古代中国のしきたりですが、5月は物忌みの月とされていました。
ちなみに「物忌み」とは、ある期間中に、ある行為を控えて穢れを避けることです。
肉やニンニクのように強烈なにおいのする食べ物を避け、心身の穢れを除くわけです。
その物忌みの月の5日ですから、5が重なるので特別な日と考えられており、様々な邪気を払う行事が行われていたようです。
そしてこの行事が奈良時代に日本に入って来て、ヨモギや菖蒲で厄除けをする習わしが出来たようです。
当時ヨモギや菖蒲は薬草で魔除けの植物と信じられていたのでしょう。
それが鎌倉時代になると「菖蒲」が「尚武」に転じ、江戸時代になって、男の子の立身出世を祈願する行事として定着しました。
今では、「尚武」「勝負」という言葉に通じるので、風呂に菖蒲を入れて子どもの健やかな成長を祈るわけですね。
さらに、男の子が強く逞しく育つことを願って、部屋の中では、魔を退散させる「5月人形」や「桃太郎人形」や「金太郎人形」等を飾ります。
また屋外では「鯉のぼり」を泳がせます。
鯉のぼりが悠々と青空に泳ぐ姿は平和そのものですが、こちらももとは中国の故事にちなんでいます。
黄河上流の「竜門の滝」と呼ばれる急流を登り切った鯉は「竜」になるという中国の伝説ですが、勢いが良いことのたとえとして使用されます。
「鯉の滝登り」と言う言葉もあります。
5月5日に、菖蒲湯に浸かるのは魔除けの意味が込められており、5月人形や金太郎を飾るのは悪魔を退治し、鯉のぼりを泳がせるのは立身出背の願いが込められているということです。
前回お話しした「ちまき」や「柏餅」も同様ですが、親が子に注ぐ愛情や期待は古今東西かわりませんね。
こどもに立身出世して欲しいと望むか、思いやりのある子に育ってほしいと望むかはそれぞれでしょうが、幼い時から受験勉強に明け暮れるのは少しかわいそうな気もしますが如何でしょうか?
親の願いとはかけ離れて、日本の子どもは世界屈指のストレスを抱えていると言われています。

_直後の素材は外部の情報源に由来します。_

PR #295, opened 2026-08-26
fix(python): add dbos importorskip to sandbox test

desireddymohithreddy0925:
### Summary
Fixes a crash during `pytest` collection when the optional `dbos` dependency is not installed. 

### Details
Previously, `conformance/r06_sandbox_test.py` imported `trajectory_client` before attempting to skip the test. Since the client adapter imports `dbos` at module level, this caused Python to crash before the `importorskip` could ever run. 

This PR:
1. Moves `pytest.importorskip("dbos")` to the top of `conformance/r06_sandbox_test.py` so it properly skips without crashing during collection.
2. Removes `dbos` from the hard `dependencies` list in `pyproject.toml` and correctly defines it as an optional dependency (`[project.optional-dependencies] dbos = ["dbos"]`), accurately reflecting that `dbos` is an optional feature.

Resolves #295

### DIFF
--- a/conformance/r06_sandbox_test.py
+++ b/conformance/r06_sandbox_test.py
@@ -4,6 +4,8 @@ from __future__ import annotations
 
 import pytest
 
+pytest.importorskip("dbos")
+
 from client.python.trajectory_client import exec_tool, open_trajectory
 from trajectory_ir.effects import EffectClass
 from trajectory_ir.runtime.sandbox import RunMode, SandboxForbidden
--- a/pyproject.toml
+++ b/pyproject.toml
@@ -26,12 +26,11 @@ classifiers = [
     "Programming Language :: Python :: 3.14",
     "Topic :: Software Development :: Libraries",
 ]
-dependencies = [
-    "dbos",
-]
+dependencies = []
 
 [project.optional-dependencies]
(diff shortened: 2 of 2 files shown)


Siddhartha-singh01 (changes requested):
This does not fix what the PR claims. I checked the file order and ran the module.

conformance/r06_sandbox_test.py currently does:

1. from client.python.trajectory_client import exec_tool, open_trajectory
2. later pytest.importorskip("dbos")

trajectory_client imports drivers.durable_backend.dbos.adapter at import time, and that module does from dbos import DBOS. If dbos is missing, Python dies on that import. importorskip never runs. You put the parachute on after the plane already hit the ground.

Also:

dbos is a hard dependency in pyproject.toml, not a [dbos] extra. The PR description invents an extra that does not exist.

Commit message says Resolves #294. #294 is the psycopg-pool PR. Wrong issue. Do not spray Resolves at random numbers.

What I expect before this can merge:

1. Move importorskip (or a try/except ImportError skip) ABOVE any trajectory_client / dbos adapter import.
2. Fix the PR body. Be honest about whether dbos is required or optional.
3. Fix the commit trailer to the real issue, or drop it.
4. Show a local repro: uninstall dbos, run pytest conformance/r06_sandbox_test.py, prove it skips instead of exploding on collection.

As written this is theater. CI is green only because dbos is installed in CI.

こどもの日にはこのような現状を大人がしっかり考える必要があると思うのですが・・・。
そして、子どもが心身とも健やかに成長して「思いやり」のある子に育つには、幼い時から基本的なマナーをキチンと家庭で教えることが大切です。
これが親が、子に与える最高の贈り物だと思います。